Data supplied:
Issue #747, opened 2025-07-30
WildFly Maven Plugin, Bootable JAR packaging for the cloud


jfdenise:
### Description

Description
We plan to introduce a new feature-pack allowing for bootable JAR packaging on the cloud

Exercise:
The answer must consist of the lines from the one with "### Description" through the final line of the entries above, exactly as they are, and nothing else.

Answer to the problem:
### Description

Description
We plan to introduce a new feature-pack allowing for bootable JAR packaging on the cloud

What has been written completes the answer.